I tried to explain it puts me on edge because even when we have a free evening together (rare) I know he’s going to go out for some of it to have a drink. And it’s not just once. Sometimes he’ll go around 6pm and then again at 10pm.

He said in had a problem with him drinking and said I just don’t like him leaving the house to have a life. That I should enjoy what we do have and feel very lucky that we go to bed together and live together. That I need to stop focusing on the bad and look at the positive.

am I being controlling?

He's an alcoholic and he won't admit it. He's then gaslighting you, by projecting his subconscious guilt and insecurities onto you. Tell him if he doesn't go to his GP, AA, and rehab etc then you are going to walk, or he can leave. You will become his door mat if he doesn't help himself first.

Happyjoe · 16/03/2026 19:04

In relationships like this I find it's useful to list what the good things he brings to the table. If not enough, then perhaps it's time to move on.
Sorry OP, your reasonable request is being turned against you, you know when they do this that they are aware they are acting badly, just don't care enough to stop.

BeMintSwan · 16/03/2026 19:10

So this was your first Mother's Day and he didn't spend it with you and your baby. What an arse! I really feel for you. You are not needy, he still behaves as if he were a single man, not a family man. If he doesn't want to change his ways or recognise how bad his behaviour is then you are better off without him.

CyanMaker · 16/03/2026 19:15

He's unbelievably arrogant. Like you're supposed to worship him because you live together, sleep in the same bed and have sex. Wow! He certainly thinks he's God's gift to you.

MaddestGranny · 16/03/2026 20:07

and/or he is a highly avoidant personality who doesn't / can't do intimacy
and/or he is a self-hating closet-case - both can be true.

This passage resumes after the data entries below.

PR #350, opened 2016-05-14
Remove deprecated and unsecure ssl client connection

treba123:
Java now prefers to use system defaults, therefore custom certificates should still work by importing them systemwide


treba123:
Had to move it to #351

PR #351, opened 2016-05-14
Remove deprecated and unsecure ssl client connection

treba123:
Java now prefers to use system defaults, therefore custom certificates should still work by importing them systemwide

### DIFF
--- a/src/org/loklak/http/ClientConnection.java
+++ b/src/org/loklak/http/ClientConnection.java
@@ -27,12 +27,6 @@ import java.io.FileOutputStream;
 import java.io.IOException;
 import java.io.OutputStream;
 import java.net.UnknownHostException;
-import java.security.KeyManagementException;
-import java.security.KeyStoreException;
-import java.security.NoSuchAlgorithmException;
-import java.security.SecureRandom;
-import java.security.cert.CertificateException;
-import java.security.cert.X509Certificate;
 import java.util.ArrayList;
 import java.util.HashMap;
 import java.util.List;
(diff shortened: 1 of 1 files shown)


treba123:
Ok sorry for the mess, I first needed to fix an upstream build problem and somehow missed something first. Works now

Orbiter:
well I am not sure if this is good for this project. Lets look at the purpose of ssl connections:
- provide encryption on content
- provide server authentication
What we need here is content encryption. What we don't need is server authentication because we want to communicate between anonymous installations. This change will mean that we cannot establish a communication between ssl-encrypted peers before we have forced them to authenticate.

However, we could start to distinguish two different trust levels for communication:
http - low trust
https with self-signed certificates - medium trust
https with valid certificates - higher trust

This could be an attribute in the context of https://github.com/loklak/loklak_server/issues/353

I therefore would like to use the untrusted connections by default but would also have the opportunity to use trusted as well.
Can you please modfy your pull request in such a way that the new client connection becomes an option, not the default

treba123:
@Orbiter I see your point, but one second:
- right now, self signed certificates are still possible (by importing the certificate)
- encryption without authentication is not really encryption as it doesn't prevent man-in-the-middle attacks
- If I get it right, connections are usually build up to the backend server and twitter, both satic and known parties
Do we have scenarios were we want to connect dynamically to unknown parties?

Anyway I can make a config setting to toggle authentication enforcement and set it to false by default

Orbiter:
- "encryption without authentication is not really encryption" - thats true!
- "scenarios were we want to connect dynamically to unknown parties" - yes, our own peers.
Ok we should distinguish this:
- force authentication for servers which should have non self-signed, trusted certificates
- lazy authentication for other servers, with the option to force here as well.

Issue #348, opened 2016-05-14
Data not collected - @user disappears


mariobehling:
![screenshot from 2016-05-14 08 13 29](https://cloud.githubusercontent.com/assets/1583873/15266620/f9223d68-19ab-11e6-9116-b9cce1193977.png)

![screenshot from 2016-05-14 08 14 16](https://cloud.githubusercontent.com/assets/1583873/15266622/fbad0b44-19ab-11e6-99a2-2237dafd8d16.png)

smokingwheels:
Not sure if it related but when you run your own server you get more results for the same quire and frequency as compared to loklak.org. The loss is about 75% when using loklak.org from the semiprivate test I have run.
Does Loklak.org have any forward peers?
Some TCP packets splatted somewhere by someone using there mobile phone??

leonmak:
I think it is because of the uploaded picture, seems to change the text and links

leonmak:
This seems to happen only when there are uploaded pictures

PR #354, opened 2016-05-17
Changed links regex to account for links ending with )

leonmak:
for eg tweet was : https://en.wikipedia.org/wiki/Joshua_Greene_(psychologist)
tweet becomes:
screenshot 2016-05-17 19 22 42
screenshot 2016-05-17 19 23 58

changed regex so it becomes
screenshot 2016-05-17 19 25 45


leonmak:
to fix #348, seems like the scrapper's regex pattern was too generous so it covered previous tags

PR #676, opened 2022-12-14
Farm staking endpoints features

dorin-iancu:
- add the possibility of claiming boosted yields on enter farm-staking through additional payment
- add `exit_amount` argument for unstake endpoints
- add original_caller argument for proxy-endpoints, for proper boosted yields calculation
- move some code into the common farm-boosted-yields module


psorinionut (changes requested):

farm-staking/farm-staking-proxy/src/lib.rs
```diff
@@ -30,52 +30,31 @@ pub trait FarmStakingProxy:
...
-        require!(
-            lp_token_id.is_valid_esdt_identifier(),
-            "Invalide LP token ID"
-        );
+        self.require_valid_token_id(&staking_token_id);
+        self.require_valid_token_id(&lp_farm_token_id);
+        self.require_valid_token_id(&staking_farm_token_id);
+        self.require_valid_token_id(&lp_token_id);
 
         self.lp_farm_address().set(&lp_farm_address);
```
psorinionut, line 42: Why not `set_if_empty` here as well?

psorinionut (approved):

farm-staking/farm-staking-proxy/src/lib.rs
```diff
@@ -230,47 +203,29 @@ pub trait FarmStakingProxy:
...
-        if staking_rewards.amount > 0 {
-            user_payments.push(staking_rewards);
-        }
-        user_payments.push(unbond_staking_farm_token);
-
-        self.send().direct_multi(&caller, &user_payments);
-
-        user_payments.into()
+        let remaining_dual_yield_tokens =
+            EsdtTokenPayment::new(payment_token, payment_nonce, &payment_amount - &exit_amount);
```
psorinionut, line 218: There seems to be a wrong usage of parameters. Looks like exit_amount refers to the farm position, and it should not be deducted from the payment amount.

psorinionut (changes requested):

farm-staking/farm-staking-proxy/src/lib.rs
dorin-iancu: You're right, the current logic is wrong. Will merge with the fix once it enters the main branch.

farm-staking/farm-staking-proxy/src/lib.rs
dorin-iancu: Thought it might be a good idea to let those be overwritten, but it's probably best with set_if_empty here as well.

dorin-iancu: Done.

farm-staking/farm-staking-proxy/src/lib.rs
dorin-iancu: Fixed.

psorinionut (approved):

CostinCarabas (approved):

PR #683, opened 2022-12-19
old farms exit

dorin-iancu:
Don't merge this, or there will be consequences.


locked-asset/simple-lock/src/proxy_farm.rs
```diff
@@ -220,25 +239,26 @@ pub trait ProxyFarmModule:
...
-            lp_proxy_token_payment.token_nonce,
-            &lp_proxy_token_payment.amount,
+            initial_farming_tokens.amount,
         );
+        self.send()
+            .direct_non_zero_esdt_payment(&caller, &lp_proxy_token_payment);
+
+        let reward_tokens = exit_farm_result.get_reward_tokens();
+        self.send()
+            .direct_non_zero_esdt_payment(&caller, &reward_tokens);
```
sasurobert, line 249: It would be preferable to have one multiTransfer call.

locked-asset/simple-lock/src/proxy_farm.rs
```diff
@@ -177,6 +181,11 @@ pub trait ProxyFarmModule:
             &proxy_farm_token_attributes,
         );
 
+        self.send()
+            .direct_non_zero_esdt_payment(&caller, &enter_farm_result.reward_tokens);
```
sasurobert, line 185: One multiTransfer call would be preferable.

locked-asset/simple-lock/src/proxy_farm.rs
dorin-iancu: Done.

locked-asset/simple-lock/src/proxy_farm.rs
dorin-iancu: Most of the time, this is going to be a single payment, as rewards are more often than not 0 on enter. I'd rather keep it as mostly single payment and sometimes double payment, rather than add the overhead of multi-transfer for 1 payment, but it's your call.

sasurobert (approved):

CostinCarabas (approved):

sasurobert (approved):

PR #685, opened 2022-12-20
farm staking proxy exit amounts fix

dorin-iancu:


psorinionut (approved):

farm-staking/farm-staking-proxy/src/lib.rs
```diff
@@ -269,6 +294,10 @@ pub trait FarmStakingProxy:
         }
         user_payments.push(unbond_staking_farm_token);
 
+        if let Some(new_dual_yield_tokens) = opt_new_dual_yield_tokens {
+            user_payments.push(new_dual_yield_tokens)
+        }
+
         self.send().direct_multi(&caller, &user_payments);
 
         user_payments.into()
```
psorinionut, line 303: Wouldn't it be better if we let the payments vec as it is and use a `send_non_zero_payments` function? That way we can always return a reliable `user_payments` vector, which always contains the same number of payments (including the ones with 0 amounts). Right now, it may contain a different number of payments, for each unstake operation, and may be a bit harder to be further handled.

sasurobert (approved):

PR #690, opened 2022-12-22
add payments wrapper feature

psorinionut:


common/common_structs/src/wrapper_types.rs
```diff
@@ -92,3 +94,50 @@ impl<M: ManagedTypeApi> RawResultWrapper<M> {
...
+        Self { payments }
+    }
+
+    pub fn push(&mut self, payment: EsdtTokenPayment<M>) {
+        if payment.amount > 0 {
+            self.payments.push(payment);
+        }
+    }
+
+    pub fn send_to_address<T: SendApi>(&self, address: &ManagedAddress<M>) {
```
dorin-iancu, line 122: Remove `T` and just use `M`, it already has the `SendApi` bound.

common/common_structs/src/wrapper_types.rs
```diff
@@ -92,3 +94,50 @@ impl<M: ManagedTypeApi> RawResultWrapper<M> {
...
+                        &payment.token_identifier,
+                        payment.token_nonce,
+                        &payment.amount,
+                        0,
+                        &ManagedBuffer::new(),
+                        &ManagedArgBuffer::new(),
+                    );
+                }
+            }
+        }
```
dorin-iancu, line 137: Use multi-transfer here. Also, no need for `> 0` check, as you already do that when adding the payment.

common/common_structs/src/wrapper_types.rs
```diff
@@ -92,3 +94,50 @@ impl<M: ManagedTypeApi> RawResultWrapper<M> {
...
+    }
+
+    pub fn to_vec(&mut self) -> PaymentsVec<M> {
+        return self.payments.clone();
```
dorin-iancu, line 141:
```suggestion
    pub fn to_vec(self) -> PaymentsVec<M> {
        self.payments
```

common/common_structs/src/wrapper_types.rs
psorinionut: Updated.

common/common_structs/src/wrapper_types.rs
psorinionut: Updated.

common/common_structs/src/wrapper_types.rs
```diff
@@ -92,3 +94,44 @@ impl<M: ManagedTypeApi> RawResultWrapper<M> {
...
+                address,
+                &self.payments,
+                0,
+                &ManagedBuffer::new(),
+                &ManagedArgBuffer::new(),
+            );
+        }
+    }
+
+    pub fn into_vec(&mut self) -> PaymentsVec<M> {
```
dorin-iancu, line 134:
```suggestion
    pub fn into_vec(self) -> PaymentsVec<M> {
```

PR #693, opened 2022-12-28
add original caller functionality to simple lock

psorinionut:


CostinCarabas (dismissed):

sasurobert (approved):

locked-asset/simple-lock/src/farm_interactions.rs
```diff
@@ -62,10 +72,11 @@ pub trait FarmInteractionsModule {
         farming_token: TokenIdentifier,
         farming_token_amount: BigUint,
         additional_farm_tokens: ManagedVec<EsdtTokenPayment<Self::Api>>,
+        caller: &ManagedAddress,
     ) -> EnterFarmResultWrapper<Self::Api> {
         let mut contract_call = self
             .farm_proxy(farm_address)
-            .enter_farm()
+            .enter_farm(OptionalValue::Some(caller.clone()))
```
claudiulataretu, line 79: I don't think you need to clone the value

psorinionut: I've cloned the variable as the function receives a reference and the wrapping does not accept references. (I passed it as a reference to further use the variable in the main function).

psorinionut: Updated to clone the variable when calling the function.

CostinCarabas (approved):

sasurobert (approved):

PR #708, opened 2023-01-18
allow energy for SCs

psorinionut:
Allow SCs to have energy, following a set of rules:

- xMEX/LKMEX cannot be transferred to SCs through the ESCROW contract
- Wrapped XMEX cannot be unWrapped by SCs
- No unlock of LKMEX for SCs
- Migrate old tokens only adds energy to the contract, as it has no energy from where to deplete
- Contract can send out xMEX rewards only as wrapped tokens.


locked-asset/lkmex-transfer/src/lib.rs
```diff
@@ -46,6 +46,11 @@ pub trait LkmexTransfer:
     #[endpoint]
     fn withdraw(&self, sender: ManagedAddress) {
         let receiver = self.blockchain().get_caller();
+        require!(
+            !self.blockchain().is_smart_contract(&sender)
+                && !self.blockchain().is_smart_contract(&receiver),
+            "SCs cannot send or receive locked tokens"
+        );
```
dorin-iancu, line 53: Not needed here. If nobody can deposit from/to SCs, then they'd have nothing to withdraw anyway.

psorinionut: Removed.

dorin-iancu (approved):

CostinCarabas (approved):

either way or neither way (yes, he may be an alcoholic/having a "thing" with the barmaid/meeting his dealer), you are being gaslighted and currently you are set for a life of misery with this man.
I'd start seriously planning your exit.

Skates · 16/03/2026 20:45

He’s definitely an alcoholic. Iv seen it with my mates. He or you need to sort this out asap. I’m sorry but no normal drinker goes to the pub every evening. Even if it’s just up the road. He knows it annoys you but does it anyway. He’s relationship with alcohol is stronger than his relationship with you

DryadsRest · 17/03/2026 00:25

mindutopia · 16/03/2026 09:49

Does he do coke?

Because I’m a recovering alcoholic and a lot of people who properly have drinking problems drink at home. They don’t nip out to the pub twice in one night. They drink vodka or cheap wine at home when their partners aren’t looking.

But nipping out to the pub regularly for short stints totally screams just running out to meet my dealer to me.

Also the alcohol will absolutely be why he’s exhausted. I had no idea how poor my sleep habits were until I stopped drinking.

I thought coke too….would make sense why hes popping out and not drinking at home

August1980 · 17/03/2026 20:58

What was life like before you had a baby? Did he still nip out? Did you have evenings together more regularly? Just wondering if there has been a change of behaviour following something that could have provoked this? Aside from all this nipping to the pub and laziness with chores how was he before?
how old is your little one?

Ewg9 · 17/03/2026 21:16

I'm sorry OP but he sounds awful, I think going out to the pub (to get drunk or not) that much would have had alarm bells ringing for me, as in he doesn't sound like a family man. When do you guys have time for eachother and your child? You are not needy, he sounds terribly selfish and just wants to continue life as before. I would be concerned for the child and the example this is setting. 'Daddy would rather be at the pub than do bath time or bedtime story' so sad.